- Assignment
Go through the data below and copy each line where the word "opened" occurs.

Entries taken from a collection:
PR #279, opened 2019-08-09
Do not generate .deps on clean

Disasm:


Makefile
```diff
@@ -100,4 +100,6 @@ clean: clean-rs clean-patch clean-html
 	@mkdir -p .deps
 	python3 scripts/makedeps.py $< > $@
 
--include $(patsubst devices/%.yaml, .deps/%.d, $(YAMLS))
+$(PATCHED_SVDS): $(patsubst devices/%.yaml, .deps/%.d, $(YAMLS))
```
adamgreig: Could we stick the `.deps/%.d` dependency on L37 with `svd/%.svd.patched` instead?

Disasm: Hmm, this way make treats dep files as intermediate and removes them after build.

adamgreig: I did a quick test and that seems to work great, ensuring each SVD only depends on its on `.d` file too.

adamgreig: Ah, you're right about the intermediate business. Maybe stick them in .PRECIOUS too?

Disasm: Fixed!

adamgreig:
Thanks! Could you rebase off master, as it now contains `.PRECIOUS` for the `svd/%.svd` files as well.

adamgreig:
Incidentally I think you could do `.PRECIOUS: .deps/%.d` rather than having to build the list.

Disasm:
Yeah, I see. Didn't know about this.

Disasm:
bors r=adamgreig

...

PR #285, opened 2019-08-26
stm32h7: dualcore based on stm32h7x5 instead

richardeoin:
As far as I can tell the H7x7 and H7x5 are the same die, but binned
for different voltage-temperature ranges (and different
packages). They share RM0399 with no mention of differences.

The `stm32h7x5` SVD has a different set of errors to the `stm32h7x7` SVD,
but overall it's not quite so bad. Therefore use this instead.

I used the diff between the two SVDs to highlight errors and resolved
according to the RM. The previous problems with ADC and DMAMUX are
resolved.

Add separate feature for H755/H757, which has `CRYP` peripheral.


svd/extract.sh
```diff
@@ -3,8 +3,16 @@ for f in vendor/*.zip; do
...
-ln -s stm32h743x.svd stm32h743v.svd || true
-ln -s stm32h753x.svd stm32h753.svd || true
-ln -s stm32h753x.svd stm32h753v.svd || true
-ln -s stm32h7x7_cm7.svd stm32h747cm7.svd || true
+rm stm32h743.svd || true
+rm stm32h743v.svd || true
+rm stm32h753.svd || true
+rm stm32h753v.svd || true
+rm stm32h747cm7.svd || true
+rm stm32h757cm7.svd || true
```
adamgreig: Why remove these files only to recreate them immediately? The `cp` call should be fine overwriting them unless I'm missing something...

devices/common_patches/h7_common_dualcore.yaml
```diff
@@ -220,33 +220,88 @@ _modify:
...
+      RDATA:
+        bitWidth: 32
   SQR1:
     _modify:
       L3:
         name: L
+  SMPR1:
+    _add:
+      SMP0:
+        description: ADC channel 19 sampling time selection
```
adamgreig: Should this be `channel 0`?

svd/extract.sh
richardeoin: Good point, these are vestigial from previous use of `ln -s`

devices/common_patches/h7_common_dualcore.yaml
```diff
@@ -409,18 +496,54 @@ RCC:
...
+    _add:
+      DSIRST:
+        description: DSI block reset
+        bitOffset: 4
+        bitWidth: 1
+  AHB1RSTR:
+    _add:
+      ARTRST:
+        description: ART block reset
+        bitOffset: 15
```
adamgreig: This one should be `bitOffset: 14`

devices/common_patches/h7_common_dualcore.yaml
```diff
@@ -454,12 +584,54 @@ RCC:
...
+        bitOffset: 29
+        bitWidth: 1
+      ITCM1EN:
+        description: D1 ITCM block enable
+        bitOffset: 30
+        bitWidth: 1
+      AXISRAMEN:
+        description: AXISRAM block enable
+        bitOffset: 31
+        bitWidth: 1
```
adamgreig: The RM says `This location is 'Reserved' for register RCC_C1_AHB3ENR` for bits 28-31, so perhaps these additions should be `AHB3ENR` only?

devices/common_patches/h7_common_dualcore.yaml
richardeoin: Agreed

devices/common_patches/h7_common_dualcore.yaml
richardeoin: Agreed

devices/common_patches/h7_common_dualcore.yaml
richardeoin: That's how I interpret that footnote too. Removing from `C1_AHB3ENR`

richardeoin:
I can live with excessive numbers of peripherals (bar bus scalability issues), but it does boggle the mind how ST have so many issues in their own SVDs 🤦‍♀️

- Written answer
PR #279, opened 2019-08-09
PR #285, opened 2019-08-26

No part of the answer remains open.